_PROBLEM DETAILS_
Would you repeat every line of the data exactly?

_INPUT RECORDS_
______

PR #1699, opened 2020-12-20
Add test for expected schema dump

monacoremo:
As discussed in https://github.com/PostgREST/postgrest/pull/1697#issuecomment-747942662


wolfgangwalther:
Cool! That's already way better than the "one big file". I noticed that all files are arrays on the top level. I think it would be a lot easier to look at those files, if we could add 1 or 2 empty lines between each top level array item.

Maybe something like this?

https://stackoverflow.com/a/44284819

I like the last approach in there via subclassing `Dumper` in general. The implementation linked in the comment seems even better (shorter).

monacoremo:
> I think it would be a lot easier to look at those files, if we could add 1 or 2 empty lines between each top level array item.

Good idea, much more readable!

And what are a few thousand lines extra... :-) `dbRelations.yaml` is almost half a MB with over 20k lines, pretty huge...

wolfgangwalther:
Given the size of the files, I'm thinking about setting up a much smaller schema that covers all the dbStructure aspects, right now - before we merge this. My main reason is that I want to avoid a situation where the diff to `dbRelations.yaml` for a simple change is still so big, that it will not display nicely in a PR. This would render the whole thing kind of useless.

monacoremo:
Having that transparency into DbStructure will be pretty useful - some things that jump out:

* the `dbPrimaryKeys` structure seems to be very redundant, it could be a simple boolean flag on the `dbColumns`; an it seems to be only needed for the OpenAPI output, so we might to remove it completely
* each `dbColumn` holds a reference to its table, the other way round probably makes more sense
* There is some combinatorial explosion going on with the `dbRelations`, which probably also impacts runtime performance
* A lot of the joining in our code is done based on the fully qualified name, getting using the oids might make everything simpler and faster

monacoremo:
> Given the size of the files, I'm thinking about setting up a much smaller schema that covers all the dbStructure aspects, right now - before we merge this. My main reason is that I want to avoid a situation where the diff to `dbRelations.yaml` for a simple change is still so big, that it will not display nicely in a PR. This would render the whole thing kind of useless.

Yes, we can park this for now - maybe we can also get some fixes to `DbStructure` in, which would further reduce the size. And prune the test schema, not sure that we are using everything. I can rebase this periodically to see how we come along.

wolfgangwalther:
> * the `dbPrimaryKeys` structure seems to be very redundant, it could be a simple boolean flag on the `dbColumns`; an it seems to be only needed for the OpenAPI output, so we might to remove it completely

I think we need the primary key information to create the `Location` header as well - but I am not sure whether that's `dbPrimaryKeys` or from somewhere else right now.

> * each `dbColumn` holds a reference to its table, the other way round probably makes more sense

Sounds good.

> * There is some combinatorial explosion going on with the `dbRelations`, which probably also impacts runtime performance

"combinatorial explosion" - love it :)

> * A lot of the joining in our code is done based on the fully qualified name, getting using the oids might make everything simpler and faster

Yes, I noticed that as well in the `pfkSourceColumns` query. I think I changed some of this already to use oids, but there will be plenty more to do.


> Yes, we can park this for now - maybe we can also get some fixes to `DbStructure` in, which would further reduce the size. And prune the test schema, not sure that we are using everything. I can rebase this periodically to see how we come along.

______

_ANSWER SECTION_
PR #1699, opened 2020-12-20
Add test for expected schema dump

monacoremo:
As discussed in https://github.com/PostgREST/postgrest/pull/1697#issuecomment-747942662


wolfgangwalther:
Cool! That's already way better than the "one big file". I noticed that all files are arrays on the top level. I think it would be a lot easier to look at those files, if we could add 1 or 2 empty lines between each top level array item.

Maybe something like this?

https://stackoverflow.com/a/44284819

I like the last approach in there via subclassing `Dumper` in general. The implementation linked in the comment seems even better (shorter).

monacoremo:
> I think it would be a lot easier to look at those files, if we could add 1 or 2 empty lines between each top level array item.

Good idea, much more readable!

And what are a few thousand lines extra... :-) `dbRelations.yaml` is almost half a MB with over 20k lines, pretty huge...

wolfgangwalther:
Given the size of the files, I'm thinking about setting up a much smaller schema that covers all the dbStructure aspects, right now - before we merge this. My main reason is that I want to avoid a situation where the diff to `dbRelations.yaml` for a simple change is still so big, that it will not display nicely in a PR. This would render the whole thing kind of useless.

monacoremo:
Having that transparency into DbStructure will be pretty useful - some things that jump out:

* the `dbPrimaryKeys` structure seems to be very redundant, it could be a simple boolean flag on the `dbColumns`; an it seems to be only needed for the OpenAPI output, so we might to remove it completely
* each `dbColumn` holds a reference to its table, the other way round probably makes more sense
* There is some combinatorial explosion going on with the `dbRelations`, which probably also impacts runtime performance
* A lot of the joining in our code is done based on the fully qualified name, getting using the oids might make everything simpler and faster

monacoremo:
> Given the size of the files, I'm thinking about setting up a much smaller schema that covers all the dbStructure aspects, right now - before we merge this. My main reason is that I want to avoid a situation where the diff to `dbRelations.yaml` for a simple change is still so big, that it will not display nicely in a PR. This would render the whole thing kind of useless.

Yes, we can park this for now - maybe we can also get some fixes to `DbStructure` in, which would further reduce the size. And prune the test schema, not sure that we are using everything. I can rebase this periodically to see how we come along.

wolfgangwalther:
> * the `dbPrimaryKeys` structure seems to be very redundant, it could be a simple boolean flag on the `dbColumns`; an it seems to be only needed for the OpenAPI output, so we might to remove it completely

I think we need the primary key information to create the `Location` header as well - but I am not sure whether that's `dbPrimaryKeys` or from somewhere else right now.

> * each `dbColumn` holds a reference to its table, the other way round probably makes more sense

Sounds good.

> * There is some combinatorial explosion going on with the `dbRelations`, which probably also impacts runtime performance

"combinatorial explosion" - love it :)

> * A lot of the joining in our code is done based on the fully qualified name, getting using the oids might make everything simpler and faster

Yes, I noticed that as well in the `pfkSourceColumns` query. I think I changed some of this already to use oids, but there will be plenty more to do.


> Yes, we can park this for now - maybe we can also get some fixes to `DbStructure` in, which would further reduce the size. And prune the test schema, not sure that we are using everything. I can rebase this periodically to see how we come along.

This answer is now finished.